Evaluation of Clinical, Biochemical and Ultrasound Parameters in Diagnosis of Oesophageal Varices,FAWZY A. KHALIL, KHALIL A. KHALIL, TAREK H. KHALIL, ADEL A. HASSAN and MOHAMAD A. SERWAH
Abstract
Background: Bleeding oesophageal varices (OV) is the most dangerous complication of liver cirrhosis and to reduce the invasive methods and burden that endoscopy units have to bear some studies attempted to identify characteristics that non-invasively predict the presence of any OV among patients with liver cirrhosis.
Aim of the Work: To assess the presence of OV using non-invasive methods (Clinical, biochemical and ultrasound pa-rameters).
Patients and Methods: After approval of our ethics com-mittee, 73 patients (47 males and 26 females, aged 20-66 years) known to have chronic liver disease (CLD) with liver cirrhosis attending the Gastroenterology Unit, Suez Canal University hospital in Ismailia were evaluated clinically, biochemically and by ultrasonographic studies and upper GI endoscopy. Clinical evaluation included detailed history and complete physical examination.

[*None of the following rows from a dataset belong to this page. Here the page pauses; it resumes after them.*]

PR #1440, opened 2023-10-30
Ent: Package,IsDependency concurrent bulk ingestions

mrizzi:
# Description of the PR

Ent optimization done for bulk ingestion of Packages and IsDependency for the sake of "approving" the approach and then apply the same for all the remaining bulk ingestion implementations with Ent.

With current `main` branch, the ingestion of an SBOM (mainly about ingesting `Package` and `IsDependency`), from Postresql perspective, generates ~700 transactions/sec:

main_transactions

With this PR applied, the performance arrives at ~7000  transactions/sec:

PR_transactions

# PR Checklist

- [x] All commits have [a Developer Certificate of Origin (DCO)](https://wiki.linuxfoundation.org/dco) -- they are generated using `-s` flag to `git commit`.
- [x] All new changes are covered by tests
- [ ] If GraphQL schema is changed, `make generate` has been run
- [ ] If `collectsub` protobuf has been changed, `make proto` has been run
- [ ] All CI checks are passing (tests and formatting)
- [ ] All dependent PRs have already been merged

PR #1459, opened 2023-11-03
Ent - Vulnerability endpoints: applied concurrent approach

mrizzi:
# Description of the PR

Ent backend, implemented concurrent approach [1] for:

- `IngestVulnerabilities`
- `IngestVEXStatements`
- `IngestCertifyVulns`

[1] from https://github.com/guacsec/guac/pull/1440

# PR Checklist

### DIFF
--- a/pkg/assembler/backends/ent/backend/certifyVEXStatement.go
+++ b/pkg/assembler/backends/ent/backend/certifyVEXStatement.go
@@ -29,6 +29,7 @@ import (
 	"github.com/guacsec/guac/pkg/assembler/graphql/model"
 	"github.com/pkg/errors"
 	"github.com/vektah/gqlparser/v2/gqlerror"
+	"golang.org/x/sync/errgroup"
 )
 
 func (b *EntBackend) IngestVEXStatement(ctx context.Context, subject model.PackageOrArtifactInput, vulnerability model.VulnerabilityInputSpec, vexStatement model.VexStatementInputSpec) (*model.CertifyVEXStatement, error) {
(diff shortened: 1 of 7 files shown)


mihaimaruseac (approved):

pkg/assembler/backends/ent/backend/certifyVEXStatement.go
```diff
@@ -139,19 +140,30 @@ func (b *EntBackend) IngestVEXStatement(ctx context.Context, subject model.Packa
 }
 
 func (b *EntBackend) IngestVEXStatements(ctx context.Context, subjects model.PackageOrArtifactInputs, vulnerabilities []*model.VulnerabilityInputSpec, vexStatements []*model.VexStatementInputSpec) ([]string, error) {
-	var ids []string
+	var ids = make([]string, len(vexStatements))
+	eg, ctx := errgroup.WithContext(ctx)
```
naveensrinivasan, line 144: Suppose the IngestVEXStatement function receives a `ctx` from errgroup.WithContext(ctx), and this context gets canceled when any goroutine fails, could this potentially interrupt important operations inside IngestVEXStatement, such as database writes?


 Would it lead to data inconsistencies? 
 
 Would it be safer to use the original `ctx` for critical tasks in IngestVEXStatement and the derived context only for tasks that should be stopped if any goroutine fails to ensure critical operations aren't prematurely terminated?

mrizzi: The "upsert" approach adopted in the Ent backend is meant to ensure idempotency to mutation endpoints to avoid any kind of data inconsistency or more complicated tasks management.

pxp928 (approved):

pkg/assembler/backends/ent/backend/certifyVEXStatement.go
naveensrinivasan: Thank you! I wasn't aware of this. 👍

Results: Upper GI endoscopy estimated that 75.3% of the patients had OV. Presence of multiple spider naevi, palmar erythema, lower limb edema and palpable spleen are signifi-cantly more common among patients with OV. Low platelet count, low plasma albumin and prolonged PT were significant laboratory findings among patients with OV. Doppler US of hepatic vein showed significant difference between patients with and without OV regarding pattern and direction of blood flow and presence of portosystemic collaterals. Multiple spider naevi, low plasma albumin, low platelet count/spleen diameter ratio, hepatic vein flow pattern and direction of blood flow of portal vein are all independent predictors for presence of OV.
Conclusion: Clinical, biochemical and ultrasound param-eters can replace the invasive upper GI endoscopy in the detection of the presence of any OV.